The pure devotee (Prabhupada) has a lot of ammunition.  He has very good reasoning power and good arguments.  He has personal saintliness and a mystical connection with the Supreme.  In addition, Prabhupada had the ancient and great Vaisnava tradition behind him.  He was from India and spoke of many acaryas who also spoke of Krishna consciousness.  He said that what he was preaching was the same thing that Christ and Buddha had taught.  So if we went against him, we went against all the Visnu incarnations, all the God-teachers and sages of renunciation and lovers of the Supreme.  He frankly said that the truth was beyond our senses; we should accept it and be humble.
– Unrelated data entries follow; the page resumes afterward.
PR #2966, opened 2021-10-25
ref: `exp show --only-changed`

daavoo:
docs updates for https://github.com/iterative/dvc/pull/6867

Not sure if this will actually get merged before #2862 but seems relevant to eventually include the option in the guide.

### DIFF
--- a/content/docs/command-reference/exp/show.md
+++ b/content/docs/command-reference/exp/show.md
@@ -175,7 +175,8 @@ $ dvc exp show --include-params=featurize
 └───────────────────────┴──────────────┴─────────┴────────────────────────┴──────────────────┘
 ```
 
-You can also filter out the metrics and parameters that didn't change:
+You can also filter out the metrics and parameters that are the same
+across the shown experiments:
 
 ```dvc
 $ dvc exp show --only-changed
--- a/content/docs/command-reference/exp/show.md
+++ b/content/docs/command-reference/exp/show.md
@@ -175,8 +175,8 @@ $ dvc exp show --include-params=featurize
 └───────────────────────┴──────────────┴─────────┴────────────────────────┴──────────────────┘
 ```
 
-You can also filter out the metrics and parameters that are the same
-across the shown experiments:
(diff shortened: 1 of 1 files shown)


content/docs/command-reference/exp/show.md
```diff
@@ -73,6 +74,13 @@ metric or param.
 
 - `--param-deps` - include only parameters that are stage dependencies.
 
+- `--only-changed` - Only show metrics/params with values varying across the
+  selected experiments. When used along with
+  `--include-params`/`--include-metrics`, `--only-changed` prevails over the
+  specific values passed to `--include`. For example, given
+  `--only-changed --include-params=foo`, if `foo` doesn't vary across the
+  selected experiments, it won't be shown in the final table.
```
jorgeorpinel, line 82:
```suggestion
- `--only-changed` - show only parameters and metrics with values that vary
  across experiments. Note that this option takes precedence over
  `--include-params` and `--include-metrics`, for example given
  `--include-params=foo --only-changed`, param `foo` would still be hidden
  if its value is the same in all experiments.
```

content/docs/command-reference/exp/show.md
```diff
@@ -171,6 +179,22 @@ $ dvc exp show --include-params=featurize
 └───────────────────────┴──────────────┴─────────┴────────────────────────┴──────────────────┘
 ```
 
+You can also filter out the metrics and parameters that are the same across the
+shown experiments:
```
jorgeorpinel, line 183:
```suggestion
You can also filter out any metrics and parameters that do not change across the
shown experiments:
```

jorgeorpinel (approved):
Couple copy edits ☝️

jorgeorpinel:
> seems relevant to eventually include the option in the guide

Added to https://github.com/iterative/dvc.org/issues/2995

jorgeorpinel:
Oops I merged before it's even merged in the core repo... It's minor so I think we can let it be (doubt users will find it in docs before it's released)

When I speak of my own conversion, I may also speak for other devotees who joined with me at this time.  One thing we all had in common is that we were suffering from material life and we admitted it.  Prabhupada said that what he was teaching would bring us freedom from anxiety.  We wanted that.  Swamiji himself appeared to be free of anxiety, and he was “fixed”.  He said that we could do it just by chanting Hare Krishna.  We tried it, and when we did not feel much change Prabhupada would assure us, “You will, eventually.”  He told us to be patient. 

But for ourselves, did we experience anything?  Yes, undoubtedly; something.  I attained release from bad personal habits and addictions.  This was something tangible; I knew it for sure.  In a more general sense, I also experienced a new meaning to life, a willingness to be part of the adventure of living and hearing from the Swami.  To speak psychologically, I would say that Krishna consciousness fulfilled a deep need in my psyche, a desire to be like a monk, someone who would seriously approach a guru.  I had perhaps never thought of it exactly in those terms, but I had read about it in novels like Hermann Hesse’s The Glass Bead Game and Siddhartha.  The idea of discipleship was not entirely strange to me.  These are some of the things that the Swami had going for him in his battle against our cynicism – the battle to save souls, to convert us.